Florida Trail Update

If you've been following my blog, you may be wondering why I’m not back on the trail yet. I can assure you I’m desperate to get back. I have all my Florida Trail maps and I’m officially a card-carrying member of the Florida Trail Association, but I have to let my sore left leg heal before I can think about hiking again.

Many people have asked me how I injured it. It’s not due to a single accident, so I usually just say, “Well, I’m thirty-three and I just hiked 2,200 miles.” I’m hoping it’s just a torn muscle that will heal soon, since hiking 15-25 miles a day is the only plan I had for the next couple years. Meanwhile, I’m a bit of a hypochondriac and it’s not improving, so I worry it may be something worse than a torn muscle.

I’ve been a bit lazy lately, sitting on a couch with ice on my leg and popping anti-inflammatories, but since my mind is still very much occupied by my AT hike, and since I still can’t have a conversation with someone for more than two minutes without talking about it, I decided I’ll use this downtime to post more photos, thoughts, and stories about the trail. 

Like I said, I’m desperate to get back. My sister can attest to this by our recent trip to a Dollar General store. While she was shopping, I walked over to the food section. Not to buy food, but to be reminded of the Appalachian Trail. These stores were common in the south and I did a lot of my resupply there. I did so many resupplies in Dollar General Stores that I got tired of eating the same foods. Now I see those familiar packages with a feeling not unlike homesickness.

“Hello, apple pies with real fruit filling,” I thought. “How do you do, generic peanut butter and jelly in the same jar? And you, I could never forget you,” I picked up an oversized honey bun buried in a thick layer of chocolate icing, seven-hundred glorious calories for a mere fifty cents. “Greetings, old friend. It’s wonderful to see you again.”

Not that it has been proven clinically or anything, but I can assure you, I’m not crazy. I just miss the trail. How sad is it that I stared sentimentally at a god damn honey bun. I actually stopped to imagine I was just in some small unfamiliar Virginia town doing another resupply. I’d walk through those doors and rather than see the town I was so eager to leave months ago, there would be mountains forming the horizon. I’d walk down the road toward an AT trailhead with a backpack full of junk food and my thumb out, hoping for a hitch.

I’m writing this from our local McDonald’s. Sadly, my appetite is as ferocious as it was on the trail, but sitting on a couch with ice on my leg burns far fewer calories than hiking up mountains all day. I can already tell I’m gaining back some weight. 
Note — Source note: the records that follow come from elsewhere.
PR #1164, opened 2017-05-02
Support new readxl features and help links

javierluraschi:
This PR adds support for `n_max` and `range` fields available now in `readxl 1.0`, disabled unsupported fields for older version of `readxl `. Refactored help links from `Wizard` to `ModalBase` and added links as follows:
- Reading Excel files using readxl -> http://readxl.tidyverse.org/
- Reading rectangular data using readr -> http://readr.tidyverse.org/
- Reading statistical data using haven -> http://haven.tidyverse.org/

@jennybc Feel free to post feedback on this PR or after trying this out in tomorrows build, thanks!

screen shot 2017-05-02 at 1 42 38 pm

`n_max` and `skip` get disabled when `range` is specified.

screen shot 2017-05-02 at 1 27 45 pm

`n_max` and `range` are disabled when `readxl < 1.0` is installed.

screen shot 2017-05-02 at 1 47 02 pm

### DIFF
--- a/src/gwt/src/org/rstudio/studio/client/workbench/views/environment/dataimport/DataImportOptionsUiSav.java
+++ b/src/gwt/src/org/rstudio/studio/client/workbench/views/environment/dataimport/DataImportOptionsUiSav.java
@@ -124,7 +124,7 @@ public class DataImportOptionsUiSav extends DataImportOptionsUi
    public HelpLink getHelpLink()
    {
       return new HelpLink(
-         "Reading statistical data using haven",
+         "Reading data using haven",
          "import_haven",
          false,
          true);
--- a/src/gwt/src/org/rstudio/studio/client/workbench/views/environment/dataimport/DataImportOptionsUiSav.java
+++ b/src/gwt/src/org/rstudio/studio/client/workbench/views/environment/dataimport/DataImportOptionsUiSav.java
@@ -125,9 +125,9 @@ public class DataImportOptionsUiSav extends DataImportOptionsUi
    {
       return new HelpLink(
          "Reading statistical data using haven",
-         "http://haven.tidyverse.org/",
+         "import_haven",
          false,
-         false);
+         true);
    }
    
    @UiFactory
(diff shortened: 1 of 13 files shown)


src/gwt/src/org/rstudio/studio/client/workbench/views/environment/dataimport/DataImportOptionsUiSav.java
```diff
@@ -119,6 +120,16 @@ public void setImportLocation(String importLocation)
       }
    }
    
+   @Override
+   public HelpLink getHelpLink()
+   {
+      return new HelpLink(
+         "Reading statistical data using haven",
```
kevinushey: I'm sort of iffy about calling this 'statistical data' (since it somewhat implies the data you can't read with haven is not statistical).

What about something like:

```
Reading data using haven
Reading foreign datasets using haven
```

or otherwise?

jennybc:
Very minor point: I think `readr` is used a couple times in PR description when `readxl` is the intent.

Just based on screenshots:

It's possible all the "Import Options" should bear the exact name of the `read_excel()` argument they correspond to. The one that stands out is `Max`, which is bound to `n_max`, and should not be confused with the unexposed argument `guess_max`. And if you do it for `n_max`, maybe it's better to be consistent across the board?

I look forward to giving it a whirl!

src/gwt/src/org/rstudio/studio/client/workbench/views/environment/dataimport/DataImportOptionsUiSav.java
javierluraschi: Yes, makes sense! Changed.

javierluraschi:
@jennybc thanks you, updated PR, changed `Max` to `N Max`. Other import dialogs use the verbose names, so we would have to also change those to be consistent. We can iterate on this label if we think of a better name, ping me in Slack and I'll push the change.

PR #1176, opened 2017-05-05
Several terminal-related rstudioapi's

gtritchie:
First batch of terminal rstudioapi's (I have parallel work happening in the rstudioapi project). Have a few more APIs to add, which will be relatively easy now that I've done these.

With full API set, will be easy to create, display, and close terminal instances, send text to terminals, and read text from terminals, in R. Neato. Also handy for some scripted testing via driving the UI.

In these APIs, terminal instances are identified by their caption (the string that shows up in the terminal dropdown, e.g. Terminal 1).

- `clearTerminal(id = NULL)` -- clear specified terminal buffer; NULL clears current active terminal
- `getActiveTerminalId()` -- returns id of active terminal or null if no terminals are open
- `sendToTerminal(text, id = NULL)` -- send text to specified terminal or default terminal if id = NULL
- `createTerminal(id = NULL)` -- create a terminal with specified ID (caption), passing NULL creates a default caption (Terminal 3, etc.); returns terminal ID created or NULL if unable to create terminal because caption already exists


jmcphers:
Very cool! I think these will enable some interesting add-ins. 

Can you elaborate on the `waitForMethod` approach? I'm a little concerned that there are failure modes that will leave our RPC thread dead in the water if for some reason the client doesn't do its end of the terminal creation. It seems like this is generally done in the service of being able to synchronously return the terminal ID that was created. Maybe we could structure the API in such a way that we don't need to do that, or arrange the knowledge of terminal IDs on the client and server such that it's possible to obtain a terminal ID without a client/server conversation that involves blocking a thread? 

(Not totally opposed if it turns out waitForMethod is best here!)

gtritchie:
Yes, was also a bit worried about that. It's a pattern used elsewhere, but perhaps not in such a complex orchestration back and forth between client/server multiples times in order to ultimately give a result.

Yes, the purpose is facilitate creating a terminal without specifying the terminal ID and directly getting back the one created for you.

Perhaps a better model would be to have the server create the terminal directly, then issue a client-event telling the client to connect to it. That would have the rather neat benefit of allowing terminals to be created successfully via API even if the client isn't currently attached.

Let me ponder that some more. I've got more APIs coming in so no rush to get the PR in. Mainly wanted some feedback on what I've got so far. Thanks!

jjallaire:
Another way to go would be to generate a unique terminal ID before it's
actually created, and then queue any subsequent requests that use that ID
until the terminal is ready.

gtritchie:
Have removed the use of waitForMethod when creating a new terminal. Also added remainder of planned APIs; current list from rstudioapi perspective is below.

One issue I still need to address is that certain operations are overly dependent on the IDE being connected to a terminal, and if a session has suspended and resumed, terminals don't reconnect until they are displayed by clicking on the terminal tab, then selecting that terminal in the dropdown.

## APIs
- `createTerminal(id = NULL)`: create a new terminal using supplied id, or generate one if no id is supplied; returns the id in either case
- `sendToTerminal(id, text)`: send text to a terminal
- `getAllTerminals()`: returns all terminal identifiers
- `clearTerminal(id)`: clear a terminal
- `isTerminalBusy(id)`: get busy state of one or more terminals
- `getTerminalContext(id)`: get a bunch of metadata about one or more terminals as a list of lists
-  `showTerminal(id)`: bring one terminal to the front in the UI
- `getTerminalBuffer(id, stripAnsi = FALSE)`:  return terminal buffer, optionally stripping out Ansi escape sequences
- `killTerminal(id)`: kill one or more terminals (without any prompting if they are busy)

PR #8595, opened 2020-12-10
Update openssl on Windows to v1.1.1i

### LINKED ISSUE #8574: rstudio on windows depends on an OpenSSL version with known vulnerabilities.
From https://github.com/rstudio/rstudio/blob/master/dependencies/windows/install-openssl/install-openssl.R

```
URL <- "https://www.openssl.org/source/openssl-1.1.1d.tar.gz"
```

Check https://www.openssl.org/news/vulnerabilities-1.1.1.html for an overview of security vulnerabilities that have been fixed since then.

gtritchie:
### Intent

- Update to latest bug fix release of OpenSSL 1.1.1i
- Fixes #8574

### Approach

- Built new version and uploaded archive to S3
- Updated dependency scripts and CMake file

### QA Notes

- Should be covered by routine usage and testing; openssl is historically very stable between these minor releases


kevinushey (approved):
LGTM! Always nice when existing build scripts "just work" with a new version of software...

gtritchie:
Windows desktop only; I would let it be covered by community usage and overall final regression passes, it is a very low risk change.

PR #8619, opened 2020-12-15
adapt test script to changes in #8614

kevinushey:
### Intent

Ensure that `rsession` tests can still run even with the changes in #8614.

### Approach

Make sure `R_HOME`, `R_DOC_DIR` and `R_LIB_DIR` are always defined. In addition, force `rsession` to use a version of `libR.dylib`, since we explicitly don't link directly to the R library (so users can choose different versions of R at runtime).

### QA Notes

No QA; this is just to get tests up and running again.

### DIFF
--- a/src/cpp/rstudio-tests.in
+++ b/src/cpp/rstudio-tests.in
@@ -131,6 +131,16 @@ else
     RSTUDIO_SESSION_BIN="rsession"
 fi
 
+# set R environment variables needed by rsession tests
+export R_HOME=$(R --slave --vanilla -e "cat(paste(R.home('home'),sep=':'))")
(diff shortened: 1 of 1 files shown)


kfeinauer (approved):
LGTM!

gtritchie:
@kevinushey Do you need to do something similar for the Windows test script?

https://github.com/rstudio/rstudio/blob/master/src/cpp/rstudio-tests.bat.in

kevinushey:
@gtritchie Thanks for catching that -- the Windows tests appear to be equally upset. I'll take a look.

kevinushey:
The Windows tests appear to be happy now -- they were broken before because I was building against an experimental version of R.

Issue #8552, opened 2020-12-07
Limit Console Output always scrolls to the bottom


adamconroy:
### System details

    RStudio Edition : <Desktop or Server
    RStudio Version : 1.4.X
    OS Version      : 
    R Version       : 

### Steps to reproduce the problem

1. Turn on Limit Console Output
2. Create a function that outputs constantly to the console
3. Observe that the console will always scroll to the bottom

### Describe the problem in detail

It's difficult to navigate around the console while it continues to output because it always scrolls to the bottom.

I spent a day investigating this and the cause isn't what I thought it was. I was originally doing this on purpose and thought that I could just comment this line out and we'd be good: https://github.com/rstudio/rstudio/blob/eca45fbb0a356667241d406fd82c529b598c0347/src/gwt/src/org/rstudio/core/client/virtualscroller/virtualscroller.js#L268

But it is not the case. Something else is scrolling it to the bottom. I tried commented out pretty much everything in virtualscroller.js and wasn't able to find the cause in a few hours so going to just file this issue and put it on Juliet-Rose.

### Describe the behavior you expected

If you're scrolled up it doesn't auto scroll to the bottom when new content is appended to the console.

valerie-rstudio:
### Verify Failed

    RStudio Edition : Desktop
    RStudio Version : 1.4.1527
    OS Version      : mac OS 11.1
    R Version       : 4.0.2

### Failure Points
When a long running function completes its final output, the console scrolls to the bottom.
1. Spam the console with any input until you can scroll.
2. Run this R code `for (x in 1:5)
{
  print(x)
  Sys.sleep(5)
}`
3. While the above code is running, scroll all the way up on the console.
4. **Expected Result:** The console remains in the same scroll position.
5. **Actual Result:** The console scrolls to the bottom once the code is finished.

### Points Verified
- When a long running function outputs to the console, and it is not the final output of that function, then the console maintains the users scroll position.

adamconroy:
@valerie-rstudio I believe that we are properly maintaining the functionality without the option turned on. In the testing I just did now it only scrolls to the bottom when the long running command starts or stops but it doesn't scroll as output is added during the `for` loop. This is the same functionality as without the "limit output" option turned on so I think we're in the clear here. Can you double check that?

kevinushey:
There are two components to the behavior to be verified here:

1. If the user has scrolled console history to the bottom, then it should remain at the bottom, even as new output is streamed in.

[...]

Issue #8544, opened 2020-12-05
Resizing or even clicking console border moves focus to the end


david-cortes:
**Steps to reproduce:**
* Print enough output in the console so as to make it scrollable.
* Scroll to the middle of the console output.
* Hover the mouse around the border of the console pane from which it's possible to resize it by dragging a left click.
* Click the border, but don't even move the mouse (so as not to resize anything).

**Expected behavior:** should do nothing, and resizing should ideally maintain the focus.

**Actual behavior:** focus moves to the end.

**Setup:** RStudio 1.4.1078.

ronblum:
@david-cortes I can reproduce this using RStudio 1.4.1078 on MacOS 11.1. I believe you use Debian and Windows? Which would mean the issue occurs in RStudio Desktop on multiple operating systems.

Note: This is not an issue in RStudio Server, using Safari, Chrome, and Firefox on MacOS 11.1.

mikebessuille:
Until this past weekend, the console had "Limit console display to a subset of total content" enabled by default.  As of this weekend it is disabled by default.  Can you verify which setting you had when you encountered this issue?

adamconroy:
@ronblum im moving to juliet rose on the basis that it's like due to the Limit feature that we have turned off, can you confirm?

ronblum:
Confirmed! Turning off the option makes the problem go away. The problem returns when when it's turned back on.

valerie-rstudio:
### Verified Fixed

    RStudio Edition : Desktop
    RStudio Version : 1.4.1527
    OS Version      :  mac OS 11.1
    R Version       :  4.0.2

Verified that when user attempts to resize console, the console maintains users scroll position with the Limit Console Output option either on or off.

Issue #8529, opened 2020-12-03
RStudio v1.4.1074-1 Preview Bug - Console jumps around


jzadra:
I just installed the RStudio v1.4.1074-1 Preview. The console jumps around. Hitting "latest" does something, but doesn't solve it. Hitting escape a few times will stop it temporarily, but then it will start again after scrolling.

https://imgur.com/a/og7sxtl

─ Session info ───────────────────────────────────────────────────────────────────────────────────────────────────────

version R version 4.0.2 (2020-06-22)
os macOS Catalina 10.15.7
system x86_64, darwin17.0
ui RStudio
language (EN)
collate en_US.UTF-8
ctype en_US.UTF-8

gtritchie:
May already be covered by other fixes (or at least other existing issues) but will let @adamconroy make that determination.

lrdegeest:
Also seeing this. Same version of RStudio. Windows machine.

adamconroy:
This is likely the same as the above issue. I will need a reprex.

kevinushey:
@jzadra @lrdegeest: can you please provide a reproducible example? Preferably, a snippet of code that we could copy + paste to run in RStudio, and then scroll around and see the jumpy console issue you're referring to.

jzadra:
Sorry I uninstalled it because it was unusable, so I can't test.  It happened as soon as the console in the new session had enough output that it started to scroll.  

One thought to try if it isn't occurring is that I have my tibble options set to print 50 rows instead of the default (10 i think?).  I also have the GUI setting for "Limit output line length to:" at 100.

My tibble options are set in the options block of my .Rprofile:
`  tibble.print_max = 70, tibble.print_min = 50`

adamconroy:
@jzadra thanks, I'll see if I can reproduce it with those settings. An example data frame would go a long way as well but I'll do my best.

For reference you can go to options -> Console -> Limit console output and that will restore the old console functionality so you don't have to uninstall.

valerie-rstudio:
### Verified Fixed

    RStudio Edition : Desktop
    RStudio Version : 1.4.1597
    OS Version      : mac OS 11.2.1
    R Version       : 4.0.3

Verified that the console no longer appears to be jumping around. Tested with the tibble settings `tibble.print_max = 70, tibble.print_min = 50`. Also tested various console scrolling and focus functionality with Limit Console Output turned off to ensure no other bugs were introduced.

Issue #8504, opened 2020-12-01
Jumping console with wide tibble


avsmith:
### System details

    RStudio Edition : Desktop
    RStudio Version : 1.4.1056
    OS Version      :  MacOS 10.15.7
    R Version       :  4.0.3

### Steps to reproduce the problem

- Load tibble with lots of columns. (I have an 5002 row/85 column example, and 2398 row/75 column example)
- Then try to look at snippet of tibble (by entering the tibble name)

### Describe the problem in detail

The console screen then jumps, with a blue "Latest" button appearing in lower right. Rather than 10 rows being displayed, there is a cycle of tibbles being displayed with varying numbers of rows (<= 10). The console then jumps around.

I can stop the console jumping by displaying a narrower tibble. I have to get the wider tibble to scroll off the top of the screen to stop the jumping.

### Describe the behavior you expected

A non-jumping tibble shown in the console.

- [x] I have read the guide for [submitting good bug reports](https://github.com/rstudio/rstudio/wiki/Writing-Good-Bug-Reports).
- [x] I have installed the latest version of RStudio, and confirmed that the issue still persists.
- [x] If I am reporting a RStudio crash, I have included a [diagnostics report](https://support.rstudio.com/hc/en-us/articles/200321257-Running-a-Diagnostics-Report).
- [ ] I have done my best to include a minimal, self-contained set of instructions for consistently reproducing the issue.

gtritchie:
Try turning off the "Limit console display to a subset..." option. We are working on several fixes in this area but did recently turn this option on by default.

![screenshot of global options highlighting mentioned option](https://user-images.githubusercontent.com/10569626/100808220-975fcf80-33e8-11eb-8db3-e6b775598ceb.png)

gtritchie:
Adding to 1.4 so it gets on the radar.

adamconroy:
Hi @avsmith, thanks for the report. Can I get a minimal reprex as well the size of your screen (if you're on a 13" MacBook or a 40" iMac)?  I couldn't repro it on my machine so there might be a specific thing I'm missing about the configuration.

avsmith:
My examples are with sensitive data, so I wasn’t able to even make a screencast of the behavior. I’ll try to make an example in a bit.

FWIW, the suggestion to turn off "Limit console display to a subset…” did make the jumping stop.

-a

david-cortes:
Not sure if #8535 is the same issue, but it's still happening in 1.4.1078.

[...]

PR #8623, opened 2020-12-16
Fix various virtualscroller autoscrolling bugs

adamconroy:
### Intent

Fixes https://github.com/rstudio/rstudio/issues/8544
Fixes https://github.com/rstudio/rstudio/issues/8504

I just stopped typing for a minute and caught myself daydreaming while staring through a little paper cup of ketchup. My mind inhabited by a fond McDonald’s memory. 

It’s August and I’m in Lincoln, New Hampshire. Thumper and Sixgun took a few days off to visit their parents. I waited for them to catch up in Lincoln. When they got to town, I was in a McDonald’s chatting with a woman who was traveling around the country in an RV. They burst through the doors. 

“Cam!” they yelled. Cam being the trail name given to me by Red on the second day of the hike, the day I met the girls. We crashed into a group hug in the crowded restaurant. Those few seconds, and the two days we spent in Lincoln afterwards, are some of my happiest trail memories.

It seems I can't go anywhere without something reminding me of the trail. I’m having another Dollar General moment and imagining this is a McDonald’s in a random Appalachian Mountain town. The girls would walk over with their tray of food anytime now. Soon they would have playing cards fanned out in front of them to continue our two-month-long game of Rummy. Unfortunately, the reality is that I’m sitting by myself in a McDonald’s. I have a sore leg I can’t hike on. I’m just staring blankly through a little paper cup of ketchup while rain distorts the view of an all too familiar town out the window.

While I’ve been back, inactive and waiting, the blues continue to accumulate as quickly as the pounds. I'm not a fan of sitting around and doing nothing. I'm not a fan of carbon-copy days. I need this leg to heal. I need to get to Florida.

Thoughts from Civilization

I loitered all alone on the summit of Springer well after Footwork left. The fog subdued the sunlight and concealed the view. Sounds were reduced to only the patter of rain. The combination of these things gave me a greater and much appreciated feeling of isolation. With the strong emotion I felt, I needed the alone time.

I sat on the southern terminus marker and flipped through the log books. It made me smile whenever I saw the name of a friend I met along the way who also made it to Springer. Most notably, Deckeye, Witticism, JTT, Right-Click, Lightfoot, Sponge, and Splake.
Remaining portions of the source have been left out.